-- TASK TO COMPLETE --
Lines with the string "already" are to be identified in the listing and copied.
====== MATERIALS PROVIDED ======
PR #2467, opened 2023-03-12
Create python-help forum channel in `botstrap`

### LINKED ISSUE #2466: Add "native" suppot for forum channels in `botstrap`
Discord templates do not include support for community-server based features, such as forum channels, announcement channels, etc...

This makes it not possible to have an out of the box solution to map the help system forum to the `.env.server` file.

The way I propose to do this is, upon launching `botstrap.py`:

1. Check if the server is a community server -> If not: make it one (should be a simple HTTP call that adds the [COMMUNITY FEATURE](https://discord.com/developers/docs/resources/guild#guild-object-guild-features))
2. Check if the guild has a channel with the same name as `Channels.python_help`
2.a. If it does, and that channel is already a forum channel -> do nothing
2.b if it does, and that channel is a text channel -> update it
2.c If it does not, create a forum channel

3. Map the id of that channel to `.env.server`

shtlrs:
Closes #2466 

This now checks if the server is a community & updates it when it's not.
It also provides the announcements & rules channels upon patching the guild since they are needed.

Upgrading a channel from Text to Forum isn't possible, so this basically deletes the text channel if it finds it & makes a new one as a replacement.

### DIFF
--- a/botstrap.py
+++ b/botstrap.py
@@ -22,7 +22,6 @@ ANNOUNCEMENTS_CHANNEL_NAME = "announcements"
 RULES_CHANNEL_NAME = "rules"
 GUILD_FORUM_TYPE = 15
 
-
 if not BOT_TOKEN:
     message = (
         "Couldn't find the `BOT_TOKEN` environment variable. "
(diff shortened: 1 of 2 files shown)


botstrap.py
```diff
@@ -40,14 +46,71 @@ def __init__(self):
...
+        payload["rules_channel_id"] = rules_channel_id_
+        payload["public_updates_channel_id"] = announcements_channel_id_
+        client.patch(f"/guilds/{guild_id}", json=payload)
+
+
+def upgrade_server_to_community(guild_id: int | str, client: DiscordClient) -> None:
+    """
+    Transforms a server into a community one.
+
+    Return true if the server has been correctly upgraded, False otherwise.
```
vivekashok1221, line 78: This docstring doesn't match the function. What is the purpose of this function? It's not used anywhere in this PR.

vivekashok1221 (changes requested):
I haven't tested yet but looks fine upon review (except for the one comment I added).

I will try to test the code today.

botstrap.py
shtlrs: Oh... No it's an old version that just escaped my eyes.
It needs to go away indeed

shtlrs: 00330956f6140476d9e9f633b045921b214b3d37

vivekashok1221: Haha, I thought so. I'll approve after i get a chance to test the code.

vivekashok1221 (approved):
LGTM :star2:

botstrap.py
```diff
@@ -15,6 +15,12 @@
 BOT_TOKEN = os.getenv("BOT_TOKEN", None)
 GUILD_ID = os.getenv("GUILD_ID", None)
 
+COMMUNITY_FEATURE = "COMMUNITY"
+PYTHON_HELP_CHANNEL_NAME = _Channels.__fields__["python_help"].name
+ANNOUNCEMENTS_CHANNEL_NAME = _Channels.__fields__["announcements"].name
+RULES_CHANNEL_NAME = _Channels.__fields__["rules"].name
```
mbaruh, line 21: Maybe I'm missing something, but you're using the channel name to access the... channel name? seems circular.

botstrap.py
```diff
@@ -40,14 +46,61 @@ def __init__(self):
...
 
     @staticmethod
     def _raise_for_status(response: Response) -> None:
         response.raise_for_status()
 
 
+def upgrade_server_to_community_if_necessary(
+        guild_id: int | str,
+        rules_channel_id_: int | str,
+        announcements_channel_id_: int | str,
```
mbaruh, line 60: Just a nitpick, but here and in other places you're adding an underscore after "id". It's only necessary for variables named `id_` since `id` is a built-in.

mbaruh (commented):
Looks good, just a couple of comments

botstrap.py
shtlrs: Actually that was just because they're shadowing variables from the module's namespace and were just bugging me in Pycharm.

Maybe I chose poor names, do you want me to change them?

botstrap.py
shtlrs: You're not missing anything.
It's because I had imagined something different when I was starting up.

But they actually map the same value, so it's pointless.

I'll fix it

shtlrs: 6a782da04193b825220de2a9cefab1983351e134

botstrap.py
mbaruh: It's fine either way, I was just puzzled.

botstrap.py
```diff
@@ -126,6 +179,24 @@ def create_webhook(name: str, channel_id_: int, client: DiscordClient) -> str:
...
+    if PYTHON_HELP_CHANNEL_NAME in all_channels:
+        python_help_channel_id = all_channels[PYTHON_HELP_CHANNEL_NAME]
+        if not is_forum_channel(python_help_channel_id, discord_client):
+            delete_channel(python_help_channel_id, discord_client)
+        else:
+            create_help_channel = False
+
+    if create_help_channel:
+        python_help_channel_name = PYTHON_HELP_CHANNEL_NAME.replace('_', '-')
+        python_help_channel_id = create_forum_channel(python_help_channel_name, GUILD_ID, discord_client)
```
mbaruh, line 198: After this line, `all_channels` should be updated to use the new channel ID, otherwise you get:
image

mbaruh, line 198: Also, why are you not passing the category ID here? you already wrote the function to take one.

mbaruh (changes requested):

mbaruh (commented):
Also I would personally put all of the client-dependent functions inside the client class, but it's more of an opinion.

botstrap.py
```diff
@@ -40,14 +46,61 @@ def __init__(self):
...
     @staticmethod
     def _raise_for_status(response: Response) -> None:
         response.raise_for_status()
 
 
+def upgrade_server_to_community_if_necessary(
+        guild_id: int | str,
+        rules_channel_id_: int | str,
+        announcements_channel_id_: int | str,
+        client: DiscordClient) -> None:
```
mbaruh, line 61:
```suggestion
    guild_id: int | str,
    rules_channel_id_: int | str,
    announcements_channel_id_: int | str,
    client: DiscordClient
) -> None:
```

botstrap.py
```diff
@@ -40,14 +46,61 @@ def __init__(self):
...
+        payload["public_updates_channel_id"] = announcements_channel_id_
+        client.patch(f"/guilds/{guild_id}", json=payload)
+        log.info(f"Server {guild_id} has been successfully updated to a community.")
+
+
+def create_forum_channel(
+        channel_name_: str,
+        guild_id: str,
+        client: DiscordClient,
+        category_id_: int | None = None
```
mbaruh, line 79:
```suggestion
    channel_name_: str,
    guild_id: str,
    client: DiscordClient,
    category_id_: int | None = None
```

mbaruh (changes requested):

botstrap.py
```diff
@@ -126,6 +179,24 @@ def create_webhook(name: str, channel_id_: int, client: DiscordClient) -> str:
 
     config_str += "\n#Channels\n"
 
+    rules_channel_id = all_channels[RULES_CHANNEL_NAME]
+    announcements_channel_id = all_channels[ANNOUNCEMENTS_CHANNEL_NAME]
```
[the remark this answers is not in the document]
shtlrs: We've discussed that in [KeyError on webhooks when running botstrap #2488
](https://github.com/python-discord/bot/issues/2488).

That's mostly a usage error but I don't mind the idea of adding it.

botstrap.py
shtlrs: ae3db03f95eb157db2c1c11787e7c1725d7883e6

botstrap.py
shtlrs: > Also I would personally put all of the client-dependent functions inside the client class, but it's more of an opinion.

Yeah it's better that way, it's just that the original design wasn't intended to have a client like this & drifted away (and my thoughts with it as well :P)
ae3db03f95eb157db2c1c11787e7c1725d7883e6

shtlrs:
> Also I would personally put all of the client-dependent functions inside the client class, but it's more of an opinion.

Yeah it's better that way, it's just that the original design wasn't intended to have a client like this & drifted away (and my thoughts with it as well :P)
ae3db03f95eb157db2c1c11787e7c1725d7883e6

botstrap.py
shtlrs: The category wasn't created in the test server at first, and wasn't tracked.

Idk tbh, but here it is
e4903f80dc409d6ebee7170be8ee5e38c242d81d

shtlrs: 01c2fc14631dff8f84a3695b788317ccb0d02030

botstrap.py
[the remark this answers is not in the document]
mbaruh: It's definitely a usage error but we can still be nice :)
Also Hassan's comment was about this happening when migrating in old servers, which I didn't do: This issue is the result of trying to run it in a blank server.

botstrap.py
shtlrs: I don't know why pycharm does this ...

botstrap.py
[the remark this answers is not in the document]
shtlrs: How does b30475b1fbabbf970dfe1af4801152f70d917080 look ?

botstrap.py
```diff
@@ -33,85 +40,138 @@
...
+        self.name = name
+        super().__init__()
+
+    def __getitem__(self, item: str):
+        try:
+            super().__getitem__(item)
+        except KeyError:
+            log.warning(f"Couldn't find key: {item} in dict: {self.name} ")
+            log.warning("Please make sure to use our template: https://discord.new/zmHtscpYN9E3"
+                        "to make your own copy of the server to guarantee a successful run of botstrap ")
```
mbaruh, line 56: I think I would rather point to the contributing guide than to hardcode the template, but it's not a big deal.

botstrap.py
```diff
@@ -122,10 +182,29 @@ def create_webhook(name: str, channel_id_: int, client: DiscordClient) -> str:
...
     config_str += "\n#Channels\n"
 
+    rules_channel_id = all_channels[RULES_CHANNEL_NAME]
+    announcements_channel_id = all_channels[ANNOUNCEMENTS_CHANNEL_NAME]
+
+    discord_client.upgrade_server_to_community_if_necessary(rules_channel_id, announcements_channel_id)
+
+    create_help_channel = True
+
+    python_help_channel_id = all_channels[PYTHON_HELP_CHANNEL_NAME]
```
mbaruh, line 196: If the server contains a forum channel it won't be in the template, so you can't assume this channel exists. The way it was before was fine IMO.

shtlrs: Euh, idk what happened here tbh.

Oui, i need to bring it back.

botstrap.py
shtlrs: Good point, i will use that.

botstrap.py
shtlrs: dace921097e56dc39d6643f384d1ca08befc9560

botstrap.py
shtlrs: dace921097e56dc39d6643f384d1ca08befc9560

mbaruh (approved):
======
-- OUTPUT --
2.a. If it does, and that channel is already a forum channel -> do nothing
mbaruh, line 198: Also, why are you not passing the category ID here? you already wrote the function to take one.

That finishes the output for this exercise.